WHAT YOU SHOULD DO:
The required answer is a copy of each line in the entries below that includes "persisting".

(Dataset entries)
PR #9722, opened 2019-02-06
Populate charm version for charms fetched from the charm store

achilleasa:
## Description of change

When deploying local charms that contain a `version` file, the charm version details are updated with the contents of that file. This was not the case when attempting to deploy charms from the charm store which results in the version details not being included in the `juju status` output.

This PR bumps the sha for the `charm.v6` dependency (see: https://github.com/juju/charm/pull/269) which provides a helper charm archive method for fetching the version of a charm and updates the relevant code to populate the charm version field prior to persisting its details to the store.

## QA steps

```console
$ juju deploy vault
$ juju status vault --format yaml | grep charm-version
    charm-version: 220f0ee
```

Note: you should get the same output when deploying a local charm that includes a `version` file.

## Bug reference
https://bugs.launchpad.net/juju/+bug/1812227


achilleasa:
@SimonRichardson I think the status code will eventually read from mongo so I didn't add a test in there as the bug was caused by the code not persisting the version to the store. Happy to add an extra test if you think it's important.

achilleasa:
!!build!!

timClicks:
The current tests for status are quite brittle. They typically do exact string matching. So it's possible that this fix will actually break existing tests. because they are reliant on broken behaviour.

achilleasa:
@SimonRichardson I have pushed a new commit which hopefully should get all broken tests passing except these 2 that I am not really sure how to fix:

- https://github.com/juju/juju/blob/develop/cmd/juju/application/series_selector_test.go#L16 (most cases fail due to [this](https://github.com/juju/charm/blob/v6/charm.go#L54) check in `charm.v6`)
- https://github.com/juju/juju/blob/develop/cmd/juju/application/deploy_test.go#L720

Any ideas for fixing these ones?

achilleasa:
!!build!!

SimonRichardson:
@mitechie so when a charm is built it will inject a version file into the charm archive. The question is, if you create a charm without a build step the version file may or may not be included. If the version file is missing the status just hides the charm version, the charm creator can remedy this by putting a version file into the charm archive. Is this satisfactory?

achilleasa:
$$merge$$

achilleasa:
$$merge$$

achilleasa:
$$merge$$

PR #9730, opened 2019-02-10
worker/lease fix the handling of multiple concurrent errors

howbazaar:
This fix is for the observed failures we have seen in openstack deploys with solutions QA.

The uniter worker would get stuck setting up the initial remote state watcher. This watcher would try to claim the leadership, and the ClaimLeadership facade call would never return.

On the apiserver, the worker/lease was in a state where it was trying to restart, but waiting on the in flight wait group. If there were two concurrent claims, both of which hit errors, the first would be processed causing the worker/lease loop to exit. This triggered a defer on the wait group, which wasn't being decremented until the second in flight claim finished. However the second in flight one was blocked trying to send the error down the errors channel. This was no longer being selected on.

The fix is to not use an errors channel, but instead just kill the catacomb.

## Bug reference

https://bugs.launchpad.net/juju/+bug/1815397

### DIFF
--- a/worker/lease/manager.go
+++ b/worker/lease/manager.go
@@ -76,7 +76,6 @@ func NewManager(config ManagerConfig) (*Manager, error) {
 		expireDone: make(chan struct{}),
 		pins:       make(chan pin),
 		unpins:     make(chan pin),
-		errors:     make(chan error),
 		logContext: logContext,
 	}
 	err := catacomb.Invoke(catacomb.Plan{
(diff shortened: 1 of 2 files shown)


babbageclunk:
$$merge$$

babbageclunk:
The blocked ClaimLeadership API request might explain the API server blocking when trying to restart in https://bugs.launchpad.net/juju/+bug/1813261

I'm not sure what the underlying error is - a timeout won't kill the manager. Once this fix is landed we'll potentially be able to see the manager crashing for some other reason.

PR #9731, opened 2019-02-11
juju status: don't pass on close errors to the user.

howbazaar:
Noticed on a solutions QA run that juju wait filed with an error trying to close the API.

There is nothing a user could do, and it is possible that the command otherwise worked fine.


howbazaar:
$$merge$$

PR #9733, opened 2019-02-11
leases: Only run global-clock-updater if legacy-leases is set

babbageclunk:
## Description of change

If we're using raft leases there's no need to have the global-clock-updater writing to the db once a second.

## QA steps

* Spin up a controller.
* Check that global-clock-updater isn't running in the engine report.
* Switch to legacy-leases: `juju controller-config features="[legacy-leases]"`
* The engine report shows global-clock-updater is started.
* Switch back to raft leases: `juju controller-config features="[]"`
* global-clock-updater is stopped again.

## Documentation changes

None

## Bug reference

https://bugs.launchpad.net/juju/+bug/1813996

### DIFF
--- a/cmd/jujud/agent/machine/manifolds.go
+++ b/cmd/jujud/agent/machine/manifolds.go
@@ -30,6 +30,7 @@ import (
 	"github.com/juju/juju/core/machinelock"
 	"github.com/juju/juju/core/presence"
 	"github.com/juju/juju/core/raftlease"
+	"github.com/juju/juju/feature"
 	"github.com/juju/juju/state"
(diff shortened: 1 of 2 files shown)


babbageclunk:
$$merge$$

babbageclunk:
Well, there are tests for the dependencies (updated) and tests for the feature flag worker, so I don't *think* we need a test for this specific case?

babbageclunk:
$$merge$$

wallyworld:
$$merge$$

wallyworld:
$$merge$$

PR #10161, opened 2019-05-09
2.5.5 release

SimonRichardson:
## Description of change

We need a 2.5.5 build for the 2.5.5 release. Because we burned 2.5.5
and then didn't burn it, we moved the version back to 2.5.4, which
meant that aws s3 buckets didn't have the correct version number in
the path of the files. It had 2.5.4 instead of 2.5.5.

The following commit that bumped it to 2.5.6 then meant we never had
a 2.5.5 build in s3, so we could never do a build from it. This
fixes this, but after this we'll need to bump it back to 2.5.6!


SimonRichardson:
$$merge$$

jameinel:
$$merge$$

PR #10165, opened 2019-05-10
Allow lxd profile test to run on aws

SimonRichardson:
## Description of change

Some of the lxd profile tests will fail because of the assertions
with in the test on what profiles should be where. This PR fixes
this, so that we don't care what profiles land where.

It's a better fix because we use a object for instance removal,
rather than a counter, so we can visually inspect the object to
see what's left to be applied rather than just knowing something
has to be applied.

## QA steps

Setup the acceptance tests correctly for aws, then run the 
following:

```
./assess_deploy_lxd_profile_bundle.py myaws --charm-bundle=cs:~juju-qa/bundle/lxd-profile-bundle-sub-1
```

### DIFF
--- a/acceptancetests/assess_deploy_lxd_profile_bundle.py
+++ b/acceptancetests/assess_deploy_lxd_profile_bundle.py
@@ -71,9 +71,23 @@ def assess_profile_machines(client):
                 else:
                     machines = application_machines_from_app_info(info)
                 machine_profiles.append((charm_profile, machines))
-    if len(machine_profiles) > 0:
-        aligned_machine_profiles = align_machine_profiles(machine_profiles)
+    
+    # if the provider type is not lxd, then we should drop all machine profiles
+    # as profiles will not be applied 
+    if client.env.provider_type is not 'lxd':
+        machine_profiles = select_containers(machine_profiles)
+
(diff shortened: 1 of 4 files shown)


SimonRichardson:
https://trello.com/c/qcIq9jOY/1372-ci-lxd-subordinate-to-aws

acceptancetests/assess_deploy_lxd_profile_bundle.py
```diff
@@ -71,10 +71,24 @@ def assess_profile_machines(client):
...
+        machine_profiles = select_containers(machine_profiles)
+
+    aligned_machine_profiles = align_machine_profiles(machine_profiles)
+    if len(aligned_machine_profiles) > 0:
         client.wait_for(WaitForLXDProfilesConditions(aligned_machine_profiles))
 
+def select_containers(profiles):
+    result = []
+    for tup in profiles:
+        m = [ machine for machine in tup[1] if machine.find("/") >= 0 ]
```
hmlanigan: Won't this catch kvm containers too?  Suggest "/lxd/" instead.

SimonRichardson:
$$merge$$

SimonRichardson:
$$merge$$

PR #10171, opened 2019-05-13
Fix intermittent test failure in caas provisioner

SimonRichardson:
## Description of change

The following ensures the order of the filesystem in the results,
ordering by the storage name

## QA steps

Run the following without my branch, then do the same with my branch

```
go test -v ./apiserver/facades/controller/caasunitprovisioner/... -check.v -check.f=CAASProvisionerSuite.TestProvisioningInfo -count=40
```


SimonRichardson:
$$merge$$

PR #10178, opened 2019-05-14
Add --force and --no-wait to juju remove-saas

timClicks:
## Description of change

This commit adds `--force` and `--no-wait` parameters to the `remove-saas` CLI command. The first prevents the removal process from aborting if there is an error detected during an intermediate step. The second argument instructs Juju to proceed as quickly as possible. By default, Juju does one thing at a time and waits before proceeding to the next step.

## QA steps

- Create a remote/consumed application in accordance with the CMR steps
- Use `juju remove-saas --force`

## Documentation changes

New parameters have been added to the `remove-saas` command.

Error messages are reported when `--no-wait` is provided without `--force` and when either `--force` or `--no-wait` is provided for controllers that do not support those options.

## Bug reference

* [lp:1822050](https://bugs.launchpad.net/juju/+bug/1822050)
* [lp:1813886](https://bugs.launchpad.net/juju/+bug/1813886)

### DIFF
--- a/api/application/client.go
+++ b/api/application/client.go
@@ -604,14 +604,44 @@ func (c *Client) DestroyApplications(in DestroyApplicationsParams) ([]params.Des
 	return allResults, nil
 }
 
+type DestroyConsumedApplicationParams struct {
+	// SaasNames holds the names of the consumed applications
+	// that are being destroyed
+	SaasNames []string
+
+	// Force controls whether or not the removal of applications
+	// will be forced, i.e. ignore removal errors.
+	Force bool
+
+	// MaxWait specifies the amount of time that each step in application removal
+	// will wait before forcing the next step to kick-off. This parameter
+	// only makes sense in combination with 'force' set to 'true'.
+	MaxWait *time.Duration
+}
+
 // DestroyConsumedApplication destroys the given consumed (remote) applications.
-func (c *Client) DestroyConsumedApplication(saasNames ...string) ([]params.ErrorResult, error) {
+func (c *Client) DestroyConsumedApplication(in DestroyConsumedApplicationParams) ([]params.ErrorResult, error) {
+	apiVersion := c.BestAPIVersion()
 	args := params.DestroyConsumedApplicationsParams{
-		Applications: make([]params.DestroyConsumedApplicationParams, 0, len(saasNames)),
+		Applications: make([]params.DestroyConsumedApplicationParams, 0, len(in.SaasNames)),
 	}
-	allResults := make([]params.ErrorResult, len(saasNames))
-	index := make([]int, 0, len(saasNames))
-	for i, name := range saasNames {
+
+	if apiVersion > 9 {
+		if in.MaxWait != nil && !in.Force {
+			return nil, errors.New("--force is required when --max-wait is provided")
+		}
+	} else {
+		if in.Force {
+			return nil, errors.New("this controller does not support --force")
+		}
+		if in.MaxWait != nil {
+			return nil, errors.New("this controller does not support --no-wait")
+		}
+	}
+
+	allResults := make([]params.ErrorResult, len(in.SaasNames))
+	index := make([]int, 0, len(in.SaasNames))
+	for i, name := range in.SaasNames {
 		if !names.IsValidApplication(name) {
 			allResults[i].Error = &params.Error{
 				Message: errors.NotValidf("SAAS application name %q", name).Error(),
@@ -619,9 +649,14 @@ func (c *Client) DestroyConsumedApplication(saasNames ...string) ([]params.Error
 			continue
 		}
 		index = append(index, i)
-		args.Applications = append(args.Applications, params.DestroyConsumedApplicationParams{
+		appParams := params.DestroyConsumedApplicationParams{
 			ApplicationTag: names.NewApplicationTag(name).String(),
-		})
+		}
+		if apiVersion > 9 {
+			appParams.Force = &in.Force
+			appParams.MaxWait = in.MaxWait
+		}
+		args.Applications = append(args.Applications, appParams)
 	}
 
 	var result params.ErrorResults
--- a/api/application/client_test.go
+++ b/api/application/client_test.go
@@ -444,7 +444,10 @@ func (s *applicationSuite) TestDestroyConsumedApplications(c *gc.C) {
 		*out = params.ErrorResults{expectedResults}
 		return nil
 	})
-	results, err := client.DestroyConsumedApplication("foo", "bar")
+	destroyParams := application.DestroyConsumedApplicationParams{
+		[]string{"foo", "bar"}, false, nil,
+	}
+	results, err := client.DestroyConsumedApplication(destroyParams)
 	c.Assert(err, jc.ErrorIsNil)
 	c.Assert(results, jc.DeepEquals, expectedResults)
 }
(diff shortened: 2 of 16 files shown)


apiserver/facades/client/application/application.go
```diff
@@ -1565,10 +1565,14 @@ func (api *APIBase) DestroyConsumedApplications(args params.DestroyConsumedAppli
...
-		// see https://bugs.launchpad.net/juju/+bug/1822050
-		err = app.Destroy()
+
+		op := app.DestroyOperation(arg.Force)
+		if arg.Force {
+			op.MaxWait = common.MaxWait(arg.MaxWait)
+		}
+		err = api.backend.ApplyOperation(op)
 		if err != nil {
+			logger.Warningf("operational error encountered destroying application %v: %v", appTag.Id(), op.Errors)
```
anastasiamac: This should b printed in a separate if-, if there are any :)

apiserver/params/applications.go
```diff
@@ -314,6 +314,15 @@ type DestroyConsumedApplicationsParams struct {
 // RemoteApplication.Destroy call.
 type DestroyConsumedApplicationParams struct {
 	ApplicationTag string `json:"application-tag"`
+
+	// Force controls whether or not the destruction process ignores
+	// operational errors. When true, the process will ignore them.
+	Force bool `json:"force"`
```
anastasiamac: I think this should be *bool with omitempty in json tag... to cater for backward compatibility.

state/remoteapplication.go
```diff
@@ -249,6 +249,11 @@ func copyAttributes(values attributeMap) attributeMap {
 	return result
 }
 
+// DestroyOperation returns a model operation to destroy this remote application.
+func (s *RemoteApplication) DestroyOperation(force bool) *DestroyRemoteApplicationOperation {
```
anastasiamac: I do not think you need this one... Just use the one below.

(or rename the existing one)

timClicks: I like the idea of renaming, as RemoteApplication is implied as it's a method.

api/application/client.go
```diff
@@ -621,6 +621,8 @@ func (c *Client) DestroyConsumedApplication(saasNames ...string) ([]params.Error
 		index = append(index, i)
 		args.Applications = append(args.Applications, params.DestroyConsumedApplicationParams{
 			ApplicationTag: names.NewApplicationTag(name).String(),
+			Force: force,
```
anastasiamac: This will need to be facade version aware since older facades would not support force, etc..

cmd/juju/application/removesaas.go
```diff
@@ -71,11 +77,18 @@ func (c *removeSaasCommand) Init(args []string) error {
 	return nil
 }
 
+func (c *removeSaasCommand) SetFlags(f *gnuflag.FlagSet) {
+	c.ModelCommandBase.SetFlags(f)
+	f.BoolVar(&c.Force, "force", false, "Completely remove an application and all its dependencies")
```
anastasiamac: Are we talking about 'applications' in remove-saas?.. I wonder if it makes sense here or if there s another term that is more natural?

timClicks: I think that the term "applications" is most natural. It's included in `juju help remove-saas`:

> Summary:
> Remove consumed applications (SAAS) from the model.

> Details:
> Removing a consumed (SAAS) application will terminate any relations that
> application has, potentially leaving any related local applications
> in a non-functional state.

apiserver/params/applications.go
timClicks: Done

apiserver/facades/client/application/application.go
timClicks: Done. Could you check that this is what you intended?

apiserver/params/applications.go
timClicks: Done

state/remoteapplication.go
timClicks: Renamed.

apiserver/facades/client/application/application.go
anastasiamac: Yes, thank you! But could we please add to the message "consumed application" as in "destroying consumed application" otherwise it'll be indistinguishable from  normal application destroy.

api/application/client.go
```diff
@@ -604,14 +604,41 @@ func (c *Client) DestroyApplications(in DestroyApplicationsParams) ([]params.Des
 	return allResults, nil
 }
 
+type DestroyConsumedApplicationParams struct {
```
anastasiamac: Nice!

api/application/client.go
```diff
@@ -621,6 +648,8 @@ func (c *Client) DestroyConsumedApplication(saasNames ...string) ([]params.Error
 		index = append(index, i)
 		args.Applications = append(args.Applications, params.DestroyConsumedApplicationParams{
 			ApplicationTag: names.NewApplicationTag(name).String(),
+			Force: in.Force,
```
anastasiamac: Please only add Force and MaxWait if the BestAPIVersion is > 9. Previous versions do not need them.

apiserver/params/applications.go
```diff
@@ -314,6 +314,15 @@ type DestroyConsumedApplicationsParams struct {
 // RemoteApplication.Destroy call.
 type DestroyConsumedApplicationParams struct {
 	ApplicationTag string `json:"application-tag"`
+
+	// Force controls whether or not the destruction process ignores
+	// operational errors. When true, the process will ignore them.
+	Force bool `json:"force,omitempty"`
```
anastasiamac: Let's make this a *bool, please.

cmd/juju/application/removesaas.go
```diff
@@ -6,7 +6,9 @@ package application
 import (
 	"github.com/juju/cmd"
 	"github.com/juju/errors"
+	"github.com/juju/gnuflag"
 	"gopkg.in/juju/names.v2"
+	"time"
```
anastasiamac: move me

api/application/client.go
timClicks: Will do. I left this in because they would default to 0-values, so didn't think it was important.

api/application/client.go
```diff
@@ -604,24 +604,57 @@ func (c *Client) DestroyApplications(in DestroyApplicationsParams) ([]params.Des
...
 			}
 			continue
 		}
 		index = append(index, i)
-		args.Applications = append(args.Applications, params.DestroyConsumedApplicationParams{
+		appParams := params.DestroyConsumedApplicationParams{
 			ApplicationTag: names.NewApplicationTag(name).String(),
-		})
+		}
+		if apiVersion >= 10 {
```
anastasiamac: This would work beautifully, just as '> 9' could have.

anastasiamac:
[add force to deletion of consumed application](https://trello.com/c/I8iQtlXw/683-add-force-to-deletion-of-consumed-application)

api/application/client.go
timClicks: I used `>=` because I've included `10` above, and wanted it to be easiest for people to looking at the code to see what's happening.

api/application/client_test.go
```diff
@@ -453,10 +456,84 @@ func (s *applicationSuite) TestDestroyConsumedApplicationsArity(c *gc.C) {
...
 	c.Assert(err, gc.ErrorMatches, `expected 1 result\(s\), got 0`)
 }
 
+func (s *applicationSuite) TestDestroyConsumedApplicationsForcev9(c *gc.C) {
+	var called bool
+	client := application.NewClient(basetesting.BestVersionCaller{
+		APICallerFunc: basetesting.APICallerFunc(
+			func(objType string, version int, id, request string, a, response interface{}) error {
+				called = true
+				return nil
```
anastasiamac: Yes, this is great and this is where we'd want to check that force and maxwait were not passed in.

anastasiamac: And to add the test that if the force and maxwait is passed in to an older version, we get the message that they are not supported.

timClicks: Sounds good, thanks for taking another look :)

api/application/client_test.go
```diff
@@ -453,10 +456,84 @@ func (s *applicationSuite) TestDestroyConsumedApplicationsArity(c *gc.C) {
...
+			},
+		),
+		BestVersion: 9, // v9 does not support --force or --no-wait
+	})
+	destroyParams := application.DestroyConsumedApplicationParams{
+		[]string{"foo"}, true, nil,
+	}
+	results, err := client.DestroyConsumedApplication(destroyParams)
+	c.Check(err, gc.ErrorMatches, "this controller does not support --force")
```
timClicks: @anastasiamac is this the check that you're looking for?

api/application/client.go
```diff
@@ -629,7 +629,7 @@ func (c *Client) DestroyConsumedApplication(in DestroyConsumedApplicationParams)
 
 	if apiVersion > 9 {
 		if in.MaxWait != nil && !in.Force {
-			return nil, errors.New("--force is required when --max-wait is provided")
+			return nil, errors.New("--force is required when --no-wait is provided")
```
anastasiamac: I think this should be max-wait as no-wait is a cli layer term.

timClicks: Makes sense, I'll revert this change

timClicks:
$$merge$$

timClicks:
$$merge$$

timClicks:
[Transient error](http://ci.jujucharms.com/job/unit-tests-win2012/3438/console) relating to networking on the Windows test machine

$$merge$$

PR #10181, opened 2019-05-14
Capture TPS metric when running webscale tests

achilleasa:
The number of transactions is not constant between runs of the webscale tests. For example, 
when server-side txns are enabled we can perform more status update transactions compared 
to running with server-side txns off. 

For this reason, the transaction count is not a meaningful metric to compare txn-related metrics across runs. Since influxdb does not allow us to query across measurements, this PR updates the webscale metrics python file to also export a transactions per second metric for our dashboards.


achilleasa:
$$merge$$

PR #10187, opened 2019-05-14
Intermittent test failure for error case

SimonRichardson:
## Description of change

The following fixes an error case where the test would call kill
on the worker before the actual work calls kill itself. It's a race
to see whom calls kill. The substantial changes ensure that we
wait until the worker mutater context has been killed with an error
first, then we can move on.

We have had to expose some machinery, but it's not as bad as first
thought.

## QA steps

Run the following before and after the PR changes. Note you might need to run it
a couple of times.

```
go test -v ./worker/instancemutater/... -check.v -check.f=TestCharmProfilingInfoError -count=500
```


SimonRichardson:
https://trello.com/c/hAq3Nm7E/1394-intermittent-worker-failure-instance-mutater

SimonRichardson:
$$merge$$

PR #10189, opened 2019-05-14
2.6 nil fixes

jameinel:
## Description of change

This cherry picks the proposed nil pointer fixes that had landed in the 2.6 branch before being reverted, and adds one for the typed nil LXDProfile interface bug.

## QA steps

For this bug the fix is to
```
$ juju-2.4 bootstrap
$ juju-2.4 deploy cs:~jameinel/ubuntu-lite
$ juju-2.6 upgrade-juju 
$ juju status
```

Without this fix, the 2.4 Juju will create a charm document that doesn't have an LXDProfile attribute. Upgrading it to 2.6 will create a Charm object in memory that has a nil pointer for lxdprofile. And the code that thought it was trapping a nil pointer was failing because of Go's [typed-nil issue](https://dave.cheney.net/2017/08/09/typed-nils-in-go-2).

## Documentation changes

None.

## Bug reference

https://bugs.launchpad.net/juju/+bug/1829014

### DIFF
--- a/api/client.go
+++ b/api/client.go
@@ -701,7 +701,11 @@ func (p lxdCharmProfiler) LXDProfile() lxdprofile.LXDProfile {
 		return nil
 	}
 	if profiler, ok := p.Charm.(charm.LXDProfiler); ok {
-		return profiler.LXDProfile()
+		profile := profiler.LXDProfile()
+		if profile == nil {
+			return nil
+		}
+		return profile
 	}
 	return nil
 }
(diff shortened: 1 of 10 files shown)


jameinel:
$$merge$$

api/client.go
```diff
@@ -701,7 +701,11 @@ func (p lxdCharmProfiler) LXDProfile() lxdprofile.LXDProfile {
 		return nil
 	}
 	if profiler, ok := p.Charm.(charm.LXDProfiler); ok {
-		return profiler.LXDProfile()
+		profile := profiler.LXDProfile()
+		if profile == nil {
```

EXERCISE RESPONSE:
This PR bumps the sha for the `charm.v6` dependency (see: https://github.com/juju/charm/pull/269) which provides a helper charm archive method for fetching the version of a charm and updates the relevant code to populate the charm version field prior to persisting its details to the store.
@SimonRichardson I think the status code will eventually read from mongo so I didn't add a test in there as the bug was caused by the code not persisting the version to the store. Happy to add an extra test if you think it's important.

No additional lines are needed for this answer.